Während Augusta Raurica das zivile Leben der Antike zeigt, führt uns der Legionärspfad Vindonissa im aargauischen Windisch in das einzige römische Legionslager der Schweiz. Hier stationierte Rom seine Soldaten, um die Grenzen des Reiches zu sichern. Der heutige Erlebnispark gewährt Besuchenden einen Einblick in das Leben römischer Legionäre, von imposanten Eingangstoren bis hin zu den sanitären Einrichtungen und das Feldlazarett. Vor über 2000 Jahren bereiteten sich hier schätzungsweise 6000 römische Legionäre auf ihre Einsätze vor.

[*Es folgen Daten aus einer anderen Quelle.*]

PR #175, opened 2016-10-08
adding success/failure logging

dinopetrone:
apologize for previous pull request without proper testing.  All this does is log out if there is an error when sending out an email.  I have also adjusted models.py to be pep8 compliant.

### DIFF
--- a/post_office/models.py
+++ b/post_office/models.py
@@ -27,6 +27,7 @@ PRIORITY = namedtuple('PRIORITY', 'low medium high now')._make(range(4))
 STATUS = namedtuple('STATUS', 'sent failed queued')._make(range(3))
 
 
+logger = logging.getLogger(__name__)
 
 @python_2_unicode_compatible
 class Email(models.Model):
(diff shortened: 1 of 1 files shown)


dinopetrone:
ping

ktosiek:
I want this too, and I'd even say sending an email is an INFO, not DEBUG :-)

But mixing this with PEP8 changes seems like an overkill.

post_office/models.py
```diff
@@ -138,6 +143,11 @@ def dispatch(self, log_level=None, disconnect_after_delivery=True):
         self.status = status
         self.save()
 
+        if status == STATUS.failed:
+            logger.error("email send fail: %s", self)
```
selwin: The log level for this should be "info" instead of error because this is not an error in this library. Also, please change the message to "Delivery failed: "

post_office/models.py
```diff
@@ -138,6 +143,11 @@ def dispatch(self, log_level=None, disconnect_after_delivery=True):
...
+        else:
+            logger.debug("mail status: %s \nfor email: %s", status, self)
```
selwin: Please change the logging level to "info" and copy to "Delivery successful: "

post_office/models.py
ktosiek: Will those failed emails be retried automatically? If not, then I think it's at least a "warning" - as it means something is going wrong, even if it's not an "error" as it doesn't need immediate attention.

selwin:
Sure, please change the level to warning. Thanks!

Die aufwendig in Szene gesetzte Fundstätte hat einiges zu bieten. Neben den alltäglichsten Orten wie der Offiziersküche und dem römischen Bad, birgt Vindonissa das mit 11.000 Plätzen größte Amphitheater der Schweiz. Erbaut wurde es in der ersten hälfte des 1. Jahrhunderts n. Chr. und ist somit nicht nur das größte, sondern auch das älteste Amphitheater der Schweiz. Für Staunen sorgt auch die Wasserleitung von Vindonissa. Der Aquädukt gilt als das älteste funktionierende Bauwerk der Schweiz und war bis zum Ende des 19. Jahrhunderts noch in Betrieb.

Die Fundstätte bietet ein immersives Erlebnis für Groß und Klein. Von den verschiedensten Spieltouren für Kinder bis zu diversen Themen-Touren für Erwachsene wird hier jeder fündig. Wer vollkommen in die Welt der Legionäre eintauchen möchte, kann sogar eine Nacht in der originalgetreu nachgebauten Legionärsunterkunft, der «Contubernia», verbringen.

Regelmäßige Veranstaltungen wie der Familiensonntag, der Handwerkermarkt oder antike Theathervorführungen sorgen für beste Unterhaltung, die ganz nebenbei auch die Distanz zur Geschichte schwinden lässt.

Vindonissa - © museumaargau.ch
Vindonissa - © museumaargau.ch
Vindonissa - © museumaargau.ch
Vindonissa - © museumaargau.ch
Vindonissa - © museumaargau.ch

 

Durch Forschung zu Inspiration

Hinter den Kulissen dieser Erlebnisparks wird harte wissenschaftliche Arbeit geleistet. Institutionen wie Augusta Raurica haben den gesetzlichen Auftrag, dieses kulturelle Erbe vor der Zerstörung zu bewahren und nach neuesten Standards zu erforschen. Archäologie ist hier kein verstaubtes Handwerk, sondern ein geschichtswahrender, vermittelnder und kreativer Prozess. Die Forschungsergebnisse fließen direkt in die Vermittlung ein. So entstehen Projekte wie die Ausstellung «Das perfekte Dinner» oder digitale Angebote wie die «Ruinengeschichten», die den Besuchern neue Perspektiven auf aktuelle gesellschaftliche Fragen eröffnen. Bei der Arbeit ist wissenschaftliche Präzision das höchste Gut. Gleichzeitig soll sie inspirieren und die Legenden und Mythen der Antike möglichst lange lebendig und vor allem zugänglich zu halten.